Now we have new skeletons, it is more important than ever to pull together and sort through the historical fossil finds and descriptions. This means tracking down old and often obscure scientific papers. That’s how I discovered BHL.

My name is Elsa, and I’m in the third year of my PhD on the origin and evolution of mammals, at the University of Edinburgh and National Museums Scotland. My work centres on the spectacular fossils found on the Isle of Skye; a beautiful island in Scotland’s Inner Hebrides. The Middle Jurassic limestones of Skye are yielding the best Mesozoic aged mammal fossils found in the UK, and arguably among the best in the world.

The mammal fossils of Skye come from similar aged rocks to the very first Mesozoic mammal fossils ever described. In 1824, The Reverend William Buckland not only introduced the Victorian world to the meat-eating dinosaur Megalosaurus, but also a sturdy little mammal jaw, complete with little pointed teeth. This came to be called Phascolotherium. These fossils were recovered from the Stonesfield Slate of Oxfordshire. The rocks are Bathonian in age, a Jurassic time period spanning 168-166 million years ago.

Since Buckland’s initial description, the Bathonian rocks of the UK have been the most productive Mesozoic mammal strata. Many new species and genera have been identified from sites such as Kirtlington in Oxfordshire, and Watton Cliff in Dorset. In order to understand the relationships between the mammals we are now finding on Skye, and previous fossil finds, I’ve had to scour old journal articles and papers.

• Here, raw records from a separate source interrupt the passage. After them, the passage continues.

PR #389, opened 2019-05-27
mal: Use a keyword to link each environment to its outer one.

bjh21:
Heretofore, the mal implementation has linked each environment to its outer environment by defining a special symbol, `--outer--` in that environment.  This causes that symbol to be unusable by programs running under that implementation.  For instance:

```mal
(def! foo 123)
(def! f (fn* (--outer--) foo))
(f)
```
gives an error because overwriting `--outer--` breaks the environment chain.

Happily, mal provides a way around this.  Keywords are guaranteed to work as hashmap keys, so by using a keyword instead of a string as the key for the outer environment, it can be hidden from user code.  This also provides a motivation for keywords, which aren't otherwise used by the mal implementation.

### DIFF
--- a/mal/env.mal
+++ b/mal/env.mal
@@ -12,8 +12,8 @@
 
 (def! new-env (fn* [& args]
   (if (<= (count args) 1)
-    (atom {"--outer--" (first args)})
-    (atom (bind-env {"--outer--" (first args)}
+    (atom {:outer (first args)})
+    (atom (bind-env {:outer (first args)}
                     (nth args 1) (nth args 2))))))
 
 (def! env-find (fn* [env k]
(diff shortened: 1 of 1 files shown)


kanaka:
I'm working on getting self-host testing working in travis. I haven't been running it in a while and I'm trying to get it a bit more automated this time. But before I make changes to the mal implementation itself I want to make sure they don't introduce new issues with self-hosting (I'm sure there are a bunch of issues that have crept in accidentally in the meantime).

bjh21:
Sounds like a good plan: I can imagine that this might break something.

kanaka:
@bjh21 can you rebase onto master so that I can test this with the Travis changes I made to more easily test self-hosted mode?

kanaka:
I cancelled the current test and started this as a self-host test: https://travis-ci.org/kanaka/mal/builds/539399640

kanaka:
@bjh21 there is a single failure. Care to guess which one? ;-) https://travis-ci.org/kanaka/mal/builds/539399640

bjh21:
#393 should fix that.

kanaka:
@bjh21 I merged #393, want to rebase so we can test just bbc-basic one last time?

PR #390, opened 2019-05-27
bbc-basic: Assorted fixes

bjh21:
When I first submitted the BBC BASIC V implementation, it had some fairly grotty code for handling strings over 255 characters long because I'd written that code in a hurry and a grumpy mood. I've now re-written it and also made a few other clean-ups.

I've checked that the self-hosting tests still work.

### DIFF
--- a/bbc-basic/README.md
+++ b/bbc-basic/README.md
@@ -1,6 +1,6 @@
 # Introduction
 
-This is a (partial) implementation of mal in BBC BASIC V.  While there
+This is an implementation of mal in BBC BASIC V.  While there
 is already an implementation of mal in BASIC (in the "basic"
 directory), it's targeted at much more primitive versions of BASIC and
 relies on a pre-processor, both of which make it fairly un-idiomatic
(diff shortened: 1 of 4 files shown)


kanaka:
Looks like the perf tests have an arithmetic overflow now: https://travis-ci.org/kanaka/mal/jobs/537979303#L1619

bjh21:
Curses!  I forgot to try the perf tests (and to be fair I didn't expect them to stress string handling). I'll look into it.

PS: As far as I can tell, “Arithmetic stack overflow” in Brandy is actually memory exhaustion: the BASIC stack and heap have collided.

bjh21:
It turns out that running the perf tests wouldn't have helped me: the problem only manifests with a 64-bit build of Brandy and I usually use a 32-bit build. The underlying problem is that a string array in 64-bit Brandy consumes 16 bytes per entry (as opposed to five bytes in ARM BBC BASIC V).

kanaka:
Looks good. Merged.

Thanks to the BHL, I’ve been able to read the original descriptions by William Buckland and Richard Owen, and those by the many great palaeontologists who followed them. To begin with, I had relied on sending hopeful emails to established colleagues to try and beg obscure old scientific papers from them. I came across BHL a few months into the first year of my PhD, via desperate searching for old articles online. To my delight, many of the old journals I needed were on their website. Once I found what I wanted, it was easy to select the relevant pages and generate a PDF, which BHL emailed to me within minutes. This service has to be one of the best things BHL offers.

From Richard Owen’s On the Jaws of Thylacotherium prevostii (Valenciennes) from Stonesfield (1838), to Clemens and Mills Review of Peramus tenuirostrus Owen (Eupantotheria, Mammalia) (1971), I’ve been able to track down papers unavailable elsewhere. These may be old, but without them I wouldn’t be able to appreciate the full scientific history of the specimens we are working on today, nor check on the references of previous authors who cited them.

Some of the papers BHL have been able to provide have had even more direct bearing on my own publications. They’ve also proven a test of BHL’s staff helpfulness – a test they passed with flying colours.

Many of the animals I study were not yet true-mammals; lacking the distinguishing skeletal characteristics that define this group, such as a dentary-squamosal jaw joint. They are instead, the closest relatives, referred to as mammaliaforms and mammaliamorphs. One such group are the Tritylodontidae. These animals would have looked a lot like mammals at first glance, but they are only a close-sister group. They split off from the mammals and charted their own course through evolutionary history, developing grinding teeth for eating vegetation, and growing much larger than their contemporaneous mammal cousins.

The first tritylodontid described was from the Jurassic of England, a creature called Stereognathus ooliticus. In 1857, Sir Richard Owen figured it in one of his papers, from the type specimen which comprises three molar teeth in a piece of upper jaw. My colleagues and I were looking at the related Stereognathus species, S.hebridicus from Skye. Our goal was to determine if the Scottish species was truly different, or whether all of these fossils were actually from the same original English species. To make this comparison we not only had to look at the original fossil, but track down a high quality copy of Richard Owen’s figure from 1857. Online we found plenty of copies of it, but none in the high resolution necessary.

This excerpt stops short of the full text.